What you return should be each line of the data containing the string "points".

→ INFORMATION SHOWN:
* * * * *

PR #7593, opened 2021-07-13
Convert unit-tests to TypeScript

bigtimebuddy:
## Changed

* Floss now uses `ts-node` to run tests, that means TypeScript tests!
* Converts all test files names to new naming convention `*.tests.ts`, to not confuse with src files and to make for easier global matching (e.g., eslint)
* Tests now run _without_ building first, it's about the same time, but a much easier workflow
* Remove bundle tests, these weren't meaningful because they only tested for global object from Rollup

## Fixed

* There were some copy-pasta of `new RenderTexture.create` that was wrong
* There was one use of `PIXI.Container` in a test, that was also wrong

### Example

Just to prove that the test run successfully: https://github.com/pixijs/pixijs/runs/3052743455#step:8:1107

### Future Work

* There is no type-checking on tests, any type checking is done in VSCode or other editor, we only transpile with floss. There are numerous type errors that should get resolved after this.
* ~~We should remove `PIXI` from the unit-test `describe`, not that useful anymore~~ **Fixed**
* ~~Code-coverage using `nyc` is busted using TypeScript need to figure what's up with that~~ **Fixed**

### Links

https://pixijs.download/feature/typescript-tests/coverage/index.html


ShukantPal (approved):
This is good - did you use a script to refactor the unit tests or by hand?

bigtimebuddy:
Mostly find and replace using RegExp in VSCode. And some command line bash to batch git mv operations.

GoodBoyDigital (approved):
❤️

Zyie (approved):

PR #7594, opened 2021-07-13
Add the option to explicitly specify the internal format of a texture

dev7355608:
##### Description of change

I added the optional `internalFormat` property for `BaseTexture` to be able to set the desired internal format of the texture explicitly. The automatically inferred internal format might not be what is needed in all cases. For example, it's not possible to create sRGB textures at the moment.

I needed to move the `INTERNAL_FORMATS` out of `@pixi/compressed-textures` and merge it with the newly-created `INTERNAL_FORMATS` in `@pixi/contants`.

##### Pre-Merge Checklist


packages/core/src/textures/BaseTexture.ts
```diff
@@ -87,6 +89,13 @@ export class BaseTexture<R extends Resource = Resource, RO = IAutoDetectOptions>
      */
     public anisotropicLevel?: number;
 
+    /**
+     * The internal format of the texture
+     *
+     * @member {PIXI.INTERNAL_FORMATS}
+     */
```
bigtimebuddy, line 96:
```suggestion
    /** The internal format of the texture */
```

ivanpopelyshev:
Is there any way, please, just any way to not move all those compressed constants to general constants? seoarate enum for them? Make internalFormat a number and not an enum?

dev7355608:
> Is there any way, please, just any way to not move all those compressed constants to general constants? seoarate enum for them? Make internalFormat a number and not an enum? I don't like how our constants are becoming bloat, both formats and internal formats :(

The compressed constants are currently exposed in `PIXI.INTERNAL_FORMATS`. Ideally they should be in `COMPRESSED_INTERNAL_FORMATS`, I suppose. But that can't be changed without breaking anything. And naming the normal internal formats anything other than `INTERNAL_FORMATS` would be silly. They are both internal formats and easily distinguishable by the `COMPRESSED` prefix. So I don't think it's wrong to lump them together.

Making `internalFormat` a number to solve this problem would be weird considering there are the `PIXI.INTERNAL_FORMATS`. Very counterintuitive as well as inconvenient.

bigtimebuddy:
I don't really get this. Can you please describe what problem is solved by introducing another path for explicitly defining the format? Who is this for?

ivanpopelyshev:
Usually format is set in texture resource, based on resource properties. People make custom texture resource, that's a learning experience.

This commit will make setting internalFormat for buffered resource easier, just `baseTexture.fromBuffer(...)` and then `baseTexture.internalFormat`. However, maybe its better to make more custom resources, like I originally wanted? Thank you for reminding me that.

I also had an idea that we can move many resources away from the core, like ArrayResource.

@dev7355608 what do you say about better Resource instead, and moving INTERNAL_FORMATS in separate package, with custom resource?

bigtimebuddy:
If this is mostly about buffer-related resources, why not provide a BaseTexture resource option for it for construction? The fact it's a writable member on BaseTextures means there's a lot that can go wrong state-wise. Also, the documentation for this member needs more context about _why_ you'd need to use this property not just _what_ it is.

ivanpopelyshev (changes requested):
Lets do it through resource

dev7355608:
I'm not very familiar with resources. How would one specify the internal format of a render texture with resources?

ivanpopelyshev:
Oh, render texture.. why do we need internal format for renderTexture? except floats?

dev7355608:
Why shouldn't I be able to choose the internal format of my render texture. I suppose the only really relevant use case would sRGB textures, because it changes how the colors are loaded/saved, and it's not just about the precision of the format.

ivanpopelyshev:
hm, then we might add sRGB as a mode for BaseTexture

ivanpopelyshev:
I just like it when code reflecting usage and not just GL constants/classes.  That's why I rejected an attempt to bring renderbuffers to pixi - they exist only internally and its difficult to explain them to high-level users.

dev7355608:
> I just like it when code reflecting usage and not just GL constants/classes. That's why I rejected an attempt to bring renderbuffers to pixi - they exist only internally and its difficult to explain them to high-level users.

I don't see how the `internalFormat` field would hurt anyone considering it's entirely optional and high-level users that don't want to don't have to concern themselves with it. Also format and type are already GL constants: there's no abstraction over it. I don't see why internal format wouldn't fit in as well. Why shouldn't I be able to set the internal format myself when I can enable mipmap modes which are also technical internal gl stuff to be honest. The only benefit of not having `internalFormat` is a few less constants.

> If this is mostly about buffer-related resources, why not provide a BaseTexture resource option for it for construction? The fact it's a writable member on BaseTextures means there's a lot that can go wrong state-wise. Also, the documentation for this member needs more context about _why_ you'd need to use this property not just _what_ it is.

The format and type are writable members as well and suffer from the same state-wise problem already. I think it's necessary to call `baseTexture.update()` or `baseTexture.dirtyId` after changing them. They should probably converted to getter/setter and increase `dirtyId` automatically. I agree the documentation should say that the `internalFormat` is optional and that pixi chooses an appropriate type automatically.

dev7355608:
> hm, then we might add sRGB as a mode for BaseTexture. Its a natural case, not like all those other formats :)

And adding sRGB support separately could be somewhat awkward. Add `SRGB`/`SRGBA` to `PIXI.FORMATS`? That would mean mixing formats and internal formats constants. No sure if that is desired. Because we already have `PIXI.INTERNAL_FORMATS` and pixi makes the distinction already; at least it looks it for someone from the from the outside looking in. And having `BaseTexture.srgb = true/false` doesn't look right either.

ivanpopelyshev:
Four years ago I opposed to "wow! core now is only X kilobytes!!!" which was the main point of moving out canvas and naming it "legacy". I had to grit my teeth and accept that paradigm in my heart. Now I see that other people are trying to put as much as possible into the core. Its painful :)

I dont see a a way to move types/formats away from core but at least we can dedicate separate package to all those formats. 

We could merge it and then refactor to separate package, but its almost `6.1.0` and I dont want to separate one PR from another.

ivanpopelyshev:
> And having BaseTexture.srgb = true/false doesn't look right either.

Thats why it might better to make it separate enum. Do you think we'll need extra value there? For example for premultipliedAlpha we changed it to alphaMode which has three values.

dev7355608:
> > And having BaseTexture.srgb = true/false doesn't look right either.
> 
> Thats why it might better to make it separate enum. Do you think we'll need extra value there? For example for premultipliedAlpha we changed it to alphaMode which has three values.

It would have to be something like `BaseTexture.colorSpace`, I imagine. 
```js
enum COLOR_SPACE {
    NONE = 0,
    SRGB = 1,
}
```

Problem is, it might still confuse people, because the default webgl framebuffer is linear (and there seems to be no way of changing that). But when they create a texture and see the color space property, and then set it to `SRGB`, because the image is in fact sRGB, the image is now output in linear space on the screen, because the framebuffer is linear and not sRGB. So if they don't convert from linear to sRGB somehow at the end, it's going to be displayed wrong. So they might really want `NONE`.

ivanpopelyshev:
> default webgl framebuffer is linear

all our framebuffers currently store sRGB color (gamma-ed). Because of that blending modes are all wrong, and shaders are working with sRGB.

Some images might be in different color space, so we need to convert them on upload, usually its done automatically, but there's also `createImageBitmap` we dont actually use by default - and its accepting color space as parameter.

I cannot tell you how to code that thing right now, because it requires research. Maybe while you research it, we'll find out that boolean is not enough, like it was with `alphaMode`.

The good things about enums - you can explain those modes in documentation and provide links to articles that explain them.

dev7355608:
There's only linear and sRGB. If we would want to support proper linear blending/sampling, we would need to swap everything out for sRGB textures (in texture/filter system etc) of course, but render in an separate sRGB framebuffer, and then blit it to default framebuffer. This would be nice feature to have. This could be a renderer parameter or global setting. And then extend the `BaseTexture.colorEncoding` like this.

```js
enum COLOR_ENCODING {
    AUTO = 0,  // linear RGB if renderer is in linear RGB mode, or sRGB if renderer is in sRGB mode (default)
    LINEAR = 1, // force linear RGB
    SRGB = 2, // force sRGB
}
```

ivanpopelyshev:
OK, thats an idea, however we dont use modes on renderer, usually its done through `settings` and assigning in constructor.

How alphaMode works:
1. source npm, let it stay npm
2. source npm, please premultiply it
3. source already pma, dont do anything

we can do the same with srgb - add a mode where we know source is in wrong colorspace

dev7355608:
I assume it's a little different with sRGB. It's about whether we choose to blend/sample etc incorrectly all the way through in sRGB, or correctly in linear mode by setting all our textures to sRGB. The sources are (should be) in any case in sRGB color space; the pixels values are the same. So it's not about the color space of the source being wrong, but if we want our shaders to work with linear RGB values or sRGB values.

packages/core/src/textures/BaseTexture.ts
```diff
@@ -87,6 +89,13 @@ export class BaseTexture<R extends Resource = Resource, RO = IAutoDetectOptions>
      */
     public anisotropicLevel?: number;
 
+    /**
+     * The internal format of the texture
```
GoodBoyDigital, line 93: lets add aline here that lets the user know this will be auto detected if not specified.

packages/core/src/textures/TextureSystem.ts
```diff
@@ -342,6 +342,11 @@ export class TextureSystem implements ISystem
                 glTexture.internalFormat = gl.RGB16F;
             }
         }
+
+        if (this.webGLVersion === 2 && texture.internalFormat)
```
GoodBoyDigital, line 346: just curious, but do internal formats only work with WebGL2? or are there just more available?

As this function is getting a bit larger perhaps we tweak to:

```
glTexture.internalFormat = texture.internalFormat || autodetectInternalFormat(texture) ;
```

GoodBoyDigital (changes requested):
this is cool! left a little feedback

bigtimebuddy:
The workaround without this PR would be do do something like this:

```ts
// Set an internalFormat
BaseTexture.prototype.internalFormat = null;

// Override the initTextureType method
renderer.texture._initTextureType = renderer.texture.initTextureType;
renderer.texture.initTextureType = function (texture, glTexture) {
  if (this.webGLVersion === 2 && texture.internalFormat) {
    glTexture.internalFormat = texture.internalFormat;
    return;
  }
  this._initTextureType(texture, glTexture);
};
```

ivanpopelyshev:
I remind that this thing is needed for sRGB and we need different solution for it anyway.

PR #7595, opened 2021-07-14
Group unit-tests together by package name

bigtimebuddy:
This change groups unit-tests together by package name. This should make it easier to identify the source of problems, especially where some tests names might overlap, in the case of mixins or canvas packages.

## Example Snippet

```
  @pixi/canvas-mesh
    NineSlicePlane
      ✓ should be renderable with renderTexture in canvas

  @pixi/canvas-renderer
    CanvasMaskManager
      ✓ should work on all graphics masks inside container
      ✓ should set correct transform for graphics
    CanvasRenderer
      ✓ should default context to rootContext
      ✓ should allow clear() to work despite no containers added to the renderer
      ✓ should update transform in case of temp parent

  @pixi/app
    Application
      ✓ should generate application
      ✓ register a new plugin, then destroy it
      ✓ should remove canvas when destroyed
      ✓ should not destroy children by default
      ✓ should allow children destroy
      resizeTo
        ✓ should assign resizeTo
        ✓ should force multiple immediate resizes
        ✓ should throttle multiple resizes (62ms)
        ✓ should cancel resize on destroy
        ✓ should resize cancel resize queue
        ✓ should resizeTo with resolution
        ✓ should resizeTo with resolution and autoDensity
```

### DIFF
--- a/test/index.ts
+++ b/test/index.ts
@@ -3,7 +3,8 @@ import { execFileSync } from 'child_process';
 import chai from 'chai';
 import sinonChai from 'sinon-chai';
 import fs from 'fs';
-import { FlossOptions } from 'floss';
+import type { FlossOptions } from 'floss';
+import type { PackageResult } from './packages';
 
 // Support for global otpions
 declare global {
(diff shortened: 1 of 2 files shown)


ShukantPal (approved):
This will definitely make the unit tests more organized 🎉 !

Zyie (approved):

PR #7601, opened 2021-07-15
Fix texImage2D/3D internal format and type arguments

dev7355608:
##### Description of change

I identified two of places where `baseTexture.format` is used when it should be `glTexture.internalFormat`.

The change in `DepthResource` is also safe to make since the internal format is set properly now.

##### Pre-Merge Checklist


dev7355608:
I also noticed that sometimes `baseTexture.type` was used and other times `glTexture.type`. This wouldn't be an issue if it wasn't for `TYPES.HALF_FLOAT` being the webgl1 extension constant. So we need to use `glTexture.type` everywhere.

ivanpopelyshev (approved):

ShukantPal (approved):
Nice catch!

bigtimebuddy:
Thanks @dev7355608

PR #7603, opened 2021-07-15
Embed resource-loader package

ivanpopelyshev:
Embed resource-loader and signals.

There are two serious tricks here:

### LoaderResource

```ts
interface LoaderResource extends GlobalMixins.ILoaderResource

namespace LoaderResource {
   //enums
}

export { LoaderResource }
```

### Loader.add

```ts
export interface ILoaderAdd {
    (this: Loader, name: string, url: string, callback?: LoaderResource.OnCompleteSignal): Loader;
    (this: Loader, name: string, url: string, options?: IAddOptions, callback?: LoaderResource.OnCompleteSignal): Loader;
    // the rest of declarations
}

class Loader {
    /* jsdoc */
    add: ILoaderAdd;
}
```

### What is left?

Docs. We have to get through docs and check everything.


bigtimebuddy:
Could you bring over the [unit-tests](https://github.com/englercj/resource-loader/tree/release/3.x/test/unit) too?

bigtimebuddy:
## Important Context

I've been thinking about this task for awhile. I have already chatted with @englercj who gave his blessing for us to do this. We are _super grateful_ for resource-loader and everything it has done for Pixi, so please BIG THANKS to Chad. This is in no way a slight to him or his great work.

There are, however, a few current pain-points as it related to the resource-loader dependency that this PR was designed to help sort:

* Types do not play well, specifically we have an exception related to mini-signals. resource-loader v3 has stricter types, but mini-signals now also has types, so TypeScript generally defaults to the package types (more context: https://github.com/pixijs/pixi.js/pull/7045)
* We want to extend the metadata shape to pass in more options with TypeScript. This is not an ideal implementation atm (more context: https://github.com/pixijs/pixi.js/pull/6385)
* We have an effort underway to get Pixi to run in WebWorkers and Node.js. Since resource-loader references window it will not work in WebWorkers. We could change this to self but the tag-based loading will also not work. We are creating adapters for the environments for things like new Image(), but yeah, not an easy fix, and I’d like Loader to work with our adapter system.
* Documentation for loader continually alludes new users because it lives in another place and is not well integrated in our docs.
* Pixi long-term should probably own all the loading. Pixi already loads things outside resource-loader (like via PIXI.Sprite.from). I would like to harmonize this and use a single mechanism instead of two separate systems.
* @GoodBoyDigital  and I have chatted about wanting to take the API in another direction. Something that’s more Promise-based and less OOP. Again, probably makes sense for the project to own this bit more end-to-end.

I asked @ivanpopelyshev if he'd help with this effort, and he's done a great job here porting v3 to TypeScript and removing any dependencies.

ivanpopelyshev:
Of course in the two places I removed `!=` today were problems, uncovered thanks to the tests :)

bigtimebuddy:
@ShukantPal it's kind of a bummer that we don't support `@callback` in webdoc like typedefs and enums. Here's a case where documenting the callbacks for signals is useful.

bigtimebuddy:
Docs are now building @ivanpopelyshev 

https://pixijs.download/resource-loader/docs/index.html

bigtimebuddy (approved):

Zyie (approved):

ivanpopelyshev:
`ILoaderResource` -> `LoaderResource` is kinda  breaking change , for example for `pixi-spine`, but i think its better to break it now.

ivanpopelyshev:
OK, ready. new functionality can be added in next PR

ShukantPal (approved):

PR #11151, opened 2024-12-12
fix: unload family font caching

JenovaSolier:
- Since changed font name when caching, can't find that font from it font family name.

##### Pre-Merge Checklist


GoodBoyDigital (approved):
nice catch! Thanks for this!
bonus points if you could add a test :)

PR #11152, opened 2024-12-12
feat: allow for graphics.fill(texture)

GoodBoyDigital:
##### Description of change

You can now pass a texture directly to a graphics!

```
const texture = await PIXI.Assets.load('assets/bg_scene_rotate.jpg') ;

const g = new Graphics()
    .circle(50,50,50)
    .fill(texture);
```

image

- also switched default TextureSpace to be `local` this is MUCH more intuative space to work in for devs. 
- added some tests too!

##### Pre-Merge Checklist


bigtimebuddy (approved):
Awesome ergonomic improvement!

src/scene/graphics/shared/GraphicsContext.ts
```diff
@@ -81,7 +81,7 @@ export class GraphicsContext extends EventEmitter<{
         /** The fill pattern to use. */
         fill: null,
         /** The fill units to use. */
-        textureSpace: 'global',
+        textureSpace: 'local',
```
Zyie, line 84: This change doesn't seem like it should be here?

bigtimebuddy:
```suggestion
        textureSpace: 'global',
```

src/scene/graphics/shared/utils/__tests__/toFillStyle.test.ts
```diff
@@ -0,0 +1,139 @@
+import { Color } from '../../../../../color/Color';
+import { Texture } from '../../../../../rendering/renderers/shared/texture/Texture';
```
bigtimebuddy, line 2: Recommend using the src alias `~`
```suggestion
import { Color } from '~/color/Color';
import { Texture } from '~/rendering/renderers/shared/texture/Texture';
```

Zyie (approved):

Issue #11148, opened 2024-12-11
Feature Request: Add Texture Options to the sprite asset when loading a spritesheet


sam007mac:
### Description

There is no way (or at least, no convenient way) to set texture options on a texture when that sprite is loading as part of a spritesheet.

From the docs:
```js
// passing options to to the object
 Assets.add({
     alias: 'bunnyBooBooSmooth',
     src: 'bunny{png,webp}',
     data: { scaleMode: SCALE_MODES.NEAREST }, // Base texture options
 });
```
_As a side note, this code is deprecated as 'SCALE_MODES' has since been deprecated._

This works when loading in single images as assets. However when loading in a spritesheet these are the only "data" options:
```ts
{
     texture?: Texture;
     imageFilename?: string;
     ignoreMultiPack?: boolean;
}
```

A workaround to this issue involves loading the spritesheet image asset first with the texture options, and then adding it as the `texture` in the spritesheet's data property after the fact. This is poor because:
1. It disconnects the spritesheet image from the spritesheet json file. Normally the json file has an "image" property which links to the sprite's location so it knows where to load it, but if the image has to be loaded first then this can't be used without some method of first reading the json file to find the image location, loading the image, then loading the json file again.
2. It doesn't behave well with bundled assets. You won't be able to have a bundle load all at once if you have to use the already-loaded Texture as the "texture" property of the json file's data property.

An alternative workaround is to manually find and set the values in the TextureSource after it has already loaded but this isn't required when loading in normal images so it definitely feels like forcing a workaround.

There are a couple potential solutions, the best would be adding a ` { textureOptions?: string } ` property to the loadJSON data that is added to the image when it loads.

GoodBoyDigital:
this is a great idea! Do you have the bandwitch to submit a PR? Thanks in advance!

mayakwd:
It appears to be fixed already.

Zyie:
> It appears to be fixed already.

Ahh good catch! 
Closing this issue

PR #11163, opened 2024-12-17
feat: added Texture Options to spritesheet loader

sam007mac:
##### Description of change

I've added the ability to set TextureOptions on sprites loaded via a spritesheet, as outlined in this Feature Request: #11148 

##### Pre-Merge Checklist

I was having difficulty with the test suite but I tested my changes locally and it functioned as intended with normal and multipacked spritesheets.


src/spritesheet/spritesheetAsset.ts
```diff
@@ -148,7 +158,16 @@ export const spritesheetAsset = {
             {
                 const imagePath = copySearchParams(basePath + (imageFilename ?? asset.meta.image), options.src);
 
-                const assets = await loader.load<Texture>([imagePath]);
+                let assets;
+
+                if (textureOptions)
```
GoodBoyDigital, line 163: I don't think we even need the `if (textureOptions)` check here as textureOptions can be null:

replacing the original line
`assets = await loader.load<Texture>([imagePath]);`

with
`assets = await loader.load<Texture>([{ src: imagePath, data: textureOptions}]);`

should work!

GoodBoyDigital (commented):
thanks so much for this @sam007mac ! tiny tweak requested!

bigtimebuddy (commented):
A test here would be useful to make sure the options are actually set.

src/spritesheet/spritesheetAsset.ts
sam007mac: It looks like that check is still needed, removing it caused the SVG spritesheet test to fail. 
I could modify the SVG script to fix that issue but I don't know if that's in the scope of this PR, what are your thoughts?

sam007mac:
I've added a test for checking the texture options.
I've also fixed the issue causing loadSVG to fail because of my change but I don't know if that should be under a separate PR or issue report, it's only partly related.

bigtimebuddy (approved):
Good fix! Thank you for the test.

GoodBoyDigital (approved):
thanks @sam007mac 👍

* * * * *

→ TASK OUTPUT:
There are, however, a few current pain-points as it related to the resource-loader dependency that this PR was designed to help sort:
bonus points if you could add a test :)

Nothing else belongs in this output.